The Butterfly Returns
- Location: Paradise, Nevada, U.S.
- Venue: The Colosseum at Caesars Palace
- Start date: July 5, 2018
- End date: February 29, 2020
- Legs: 4
- No. of shows: 25

Mariah Carey concert chronology
- All the Hits Tour (2017); The Butterfly Returns (2018–20); Mariah Carey: Live in Concert (2018);
Mariah Carey concert residency chronology
| #1 to Infinity (2015-17) | The Butterfly Returns (2018–20) | The Celebration of Mimi (2024–25) |

= The Butterfly Returns =

2018–20 concert residency by Mariah Carey

The Butterfly Returns was a concert residency by American singer-songwriter Mariah Carey at Caesars Palace on the Las Vegas Strip in Paradise, Nevada. It began on July 5, 2018 and concluded on February 29, 2020. This was Carey's second concert residency placed in Las Vegas since #1 to Infinity (2015–17).

== Background ==
Carey announced the residency on April 30, 2018 on Twitter, marking her fourth concert residency. The show's set list was arranged by Carey, according to fans' demands on Twitter and polls. This set list differed from the one of her previous residency, #1 to Infinity, as it included lesser-known songs by the singer that did not reach number-one on the Billboard Hot 100. For shows in 2018, the set list consisted of eighteen songs, including duets with frequent collaborators Daniel Moore and Trey Lorenz, with the 2019 leg seeing slight changes to the set. During the residency, Carey completed two concert tours and another residency. She returned to Vegas in February 2020, with a new set list, featuring a "Car Ride" medley, consisting of eight songs, and new tracks from her fifteenth studio album, Caution.

==Set list==
===2018===
The following set list is obtained from the July 5, 2018 concert.

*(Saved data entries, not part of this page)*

PR #1345, opened 2022-01-11
Update Cucumber so that in runs across a range of Rubies

petergoldstein:
This PR allows more recent Rubies to use more recent versions of Cucumber, while still supporting older Cucumber versions.


JonRowe:
Thanks!

PR #1346, opened 2022-01-26
Fix a typo

luilver:


JonRowe:
Thats not a typo, its english rather than boolean algebra.

PR #1371, opened 2022-04-30
Show attribute details when composed have_attributes fails

nellirx:
As requested in rspec/rspec#131

For example
`expect([person]).to match [have_attributes(:age => 10)]`

Before
`expected [#{object_inspect person}] to match [(have attributes {:age => 10})]`

After
`expected [#{object_inspect person}] to match [(have attributes {:age => 10} but had attributes {:age => 33})]`


JonRowe (changes requested):
This is not the right approach to take, `formatted_values`is returning the wrong value for `failure_message` for the array case, thats what we need to fix, not changing the `description` that breaks the contract of our public matcher api.

JonRowe:
Closing due to lack of activity during the monorepo migration

PR #1373, opened 2022-05-15
Mention notify_expectation_failures in custom matcher docs

johnnymo87:
I defined a custom matcher that defined some `expect(...).to ...` expectations inside the `#match` block. I got one of these expectations to fail, and then was stumped as to why the file and line number of this failure didn't appear in the backtrace. Then I stumbled across the `notify_expectation_failures` option for `#match`, and realized that I needed to set it to `true` to get the failure to appear in the backtrace.

I think this would be good to mention in the relishapp documentation? It's currently mentioned in [the API documentation](https://rspec.info/documentation/3.9/rspec-expectations/RSpec/Matchers/DSL/Macros.html), which is good, but I feel this documentation a little more obscure.

### DIFF
--- a/features/custom_matchers/define_matcher.feature
+++ b/features/custom_matchers/define_matcher.feature
@@ -461,27 +461,29 @@ Feature: Define a custom matcher
 
     Given a file named "bubbling_expectation_errors_spec.rb" with:
       """ruby
-      RSpec::Matchers.define :be_close_to_pi do
+      RSpec::Matchers.define :be_a_palindrome do
         match(:notify_expectation_failures => true) do |actual|
-          expect(actual).to be_a(Float)
-          expect(actual).to be_within(0.0015).of(Math::PI)
+          expect(actual).to be_a(String)
+          expect(actual.reverse).to eq(actual)
         end
       end
 
       RSpec.describe "a custom matcher that bubbles up expectation errors" do
         it "bubbles expectation errors" do
-          expect(3.0).to be_close_to_pi
+          expect("carriage").to be_a_palindrome
         end
       end
       """
-    When I run `rspec ./bubbling_expectation_errors_spec.rb`
-    Then it should fail with:
-      """
-      Failures:
+    When I run `rspec bubbling_expectation_errors_spec.rb`
+    Then the output should contain all of these:
+      | Failures:                                                                           |
 
-        1) a custom matcher that bubbles up expectation errors bubbles expectation errors
-           Failure/Error: expect(actual).to be_within(0.0015).of(Math::PI)
-             expected 3.0 to be within 0.0015 of 3.141592653589793
-           # ./bubbling_expectation_errors_spec.rb:4:in `block (2 levels) in <top (required)>'
-           # ./bubbling_expectation_errors_spec.rb:10:in `block (2 levels) in <top (required)>'
-      """
+      |   1) a custom matcher that bubbles up expectation errors bubbles expectation errors |
+      |      Failure/Error: expect(actual.reverse).to eq(actual)                            |
+
+      |        expected: "carriage"                                                         |
+      |             got: "egairrac"                                                         |
+
+      |        (compared using ==)                                                          |
+      |      # ./bubbling_expectation_errors_spec.rb:4                                      |
+      |      # ./bubbling_expectation_errors_spec.rb:10                                     |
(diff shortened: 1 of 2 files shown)


features/custom_matchers/define_matcher.feature
```diff
@@ -454,3 +454,34 @@ Feature: Define a custom matcher
...
+      """
+    When I run `rspec ./bubbling_expectation_errors_spec.rb`
+    Then it should fail with:
+      """
+      Failures:
+
+        1) a custom matcher that bubbles up expectation errors bubbles expectation errors
+           Failure/Error: expect(actual).to be_within(0.0015).of(Math::PI)
+             expected 3.0 to be within 0.0015 of 3.141592653589793
+           # ./bubbling_expectation_errors_spec.rb:4:in `block (2 levels) in <top (required)>'
```
johnnymo87, line 485: If I don't set `notify_expectation_failures` to true, then this line doesn't appear in the backtrace.

features/custom_matchers/define_matcher.feature
```diff
@@ -454,3 +454,34 @@ Feature: Define a custom matcher
       """
     When I run `rspec ./alias_spec.rb --format documentation`
     Then the exit status should be 0
+
+  Scenario: With expectation errors that bubble up
+
+    By default the match block will swallow expectation errors (e.g. caused by using an expectation such as `expect(1).to eq 2`), if you with to allow these to bubble up, pass in the option `:notify_expectation_failures => true`.
```
pirj, line 460: Typo in "with". Also in [the source](https://github.com/rspec/rspec-expectations/blob/87588b1614a7be1c6560c5a024ccf8764fd125b9/lib/rspec/matchers/dsl.rb#L125) and [here](https://github.com/rspec/rspec-expectations/blob/87588b1614a7be1c6560c5a024ccf8764fd125b9/lib/rspec/matchers/dsl.rb#L154), too.

johnnymo87: Thank you, fixed in https://github.com/rspec/rspec-expectations/pull/1373/commits/ed6cf6804f577383993a6883da1a47e7192705a2.

pirj:
The feature failure with older Rubies appears to be due to a slightly different backtrace format.
See `features/aggregating_failures.feature` for an example on how to deal with this.
Alternatively, it is fine to just skip running this feature on older Rubies (1.8.7) (see `cucumber.yml` for an example of excluding 1.9).

pirj:
Installing 1.8.7 nowdays is challenging. I hope this helps https://github.com/rbenv/homebrew-tap

johnnymo87:
I've found that I have another problem if I get past the bundler version problem. The `gemspec` file has a `manifest` argument which is not compatible with the version of bundler that I can use with ruby 1.8.7 (bundler version 1.*). And if I comment out this repo's `manifest` block, it hits an error with the `manifest` block of `rspec-support`.

pirj:
> `gemspec` file has a `manifest` argument

Sorry, I can't find this `manifest`. Can you point it out?

For `rspec-support`, you can check out its repo next to `rspec-expectation`, and the [`Gemfile` will pick it up](https://github.com/rspec/rspec-expectations/blob/87588b1614a7be1c6560c5a024ccf8764fd125b9/Gemfile#L7).

johnnymo87:
Apologies, I misspoke, it was [metadata](https://github.com/rspec/rspec-expectations/blob/main/rspec-expectations.gemspec#L15-L21). In any case, I'm not sure **_what_** I was doing (24 hours ago) when I hit this problem. I found this very simple approach works:
1. Run the docker container as mentioned above.
2. `gem install bundler -v 1.17.3`
3. `mv Gemfile.lock Gemfile.lock.backup` (because it wants bundler version 2.3.8).
4. `script/legacy_setup.sh`
5. `bundle exec cucumber features/custom_matchers/define_matcher.feature:458`

And this works -- now I can reproduce the error from CI. So I'll keep working on this 🔨

pirj (approved):
Thank you, especially for being so persistent to push it through a cryptic 1.8.7 failure!

Out of curiosity, what was they problem of the previous approach of `be_close_to_pi` with 1.8.7?

johnnymo87:
@pirj Glad to have figured it out, thank you for the help!

Regarding `be_close_to_pi`, I noticed that the error message printed one less digit on ruby 1.8.7. And so I thought that even though the fuzzy matching of the `the output should contain all of these` step could handle this difference, I'd rather not burden future maintainers with this potentially tricky situation.

pirj:
Thank you for your contribution, @johnnymo87 !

Fly Away (Butterfly Reprise)" (intro)
- Act I
1. - "Honey"
2. "Shake It Off"
3. "Make It Happen"

"Make It Happen" / "Sweetheart" / "Say Somethin'" / "Loverboy" / "Dreamlover" (background singers interlude)

- Act II
1. - "Fantasy" (Bad Boy Fantasy)
2. "Always Be My Baby"
3. "Vision of Love"
4. "Emotions"
"Emotionless" (band introductions)

- Act III
"Obsessed" (instrumental interlude)
1. - "#Beautiful" (with Daniel Moore II)
2. "I'll Be There" (with Trey Lorenz)
3. "One Sweet Day" (with Daniel Moore II and Trey Lorenz)
4. "Can't Let Go"
5. "Can't Take That Away (Mariah's Theme)"
6. "My All"

- Act IV
"I'll Be Lovin' U Long Time" (instrumental interlude)
1. - "It's Like That" (contains elements of "Sucker M.C.'s" and "Here We Go" by Run-DMC)
2. "Love Hangover / Heartbreaker"
3. "Touch My Body"
4. "We Belong Together"
5. "Hero" (followed by "Butterfly Reprise" outro)

===2019===
The following set list is obtained from the February 13, 2019 concert.

Fly Away (Butterfly Reprise)" (intro)
- Act I
1. - "Honey"
2. "Shake It Off"
3. "Make It Happen"

"Make It Happen" / "Sweetheart" / "Say Somethin'" / "Loverboy" / "Dreamlover" (background singers interlude)

- Act II
1. - "Fantasy" (Bad Boy Fantasy)
2. "Always Be My Baby"
3. "Love Takes Time"
4. "Emotions" (followed by band introductions)

"Migrate" (dancer introductions)

- Act III
1. - "#Beautiful" (with Daniel Moore II)
2. "One Sweet Day" (with Daniel Moore II and Trey Lorenz)
3. "Can't Let Go"
4. "With You"
5. "My All"

- Act IV
"I'll Be Lovin' U Long Time" (instrumental interlude)
1. - "It's Like That" (contains elements of "Sucker M.C.'s" and "Here We Go" by Run-DMC)
2. "Love Hangover / Heartbreaker"
3. "Touch My Body"
4. "We Belong Together"
5. "Hero" (followed by "Butterfly Reprise" outro)

===2020===
The following set list is obtained from the February 15, 2020 concert.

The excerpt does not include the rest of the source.